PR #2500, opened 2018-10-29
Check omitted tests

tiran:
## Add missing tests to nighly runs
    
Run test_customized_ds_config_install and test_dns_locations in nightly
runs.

--

= THE TASK =
Wherever the string "tests" appears in the entries above, return the line it appears on.

= SOLUTION BELOW =
Check omitted tests
## Add missing tests to nighly runs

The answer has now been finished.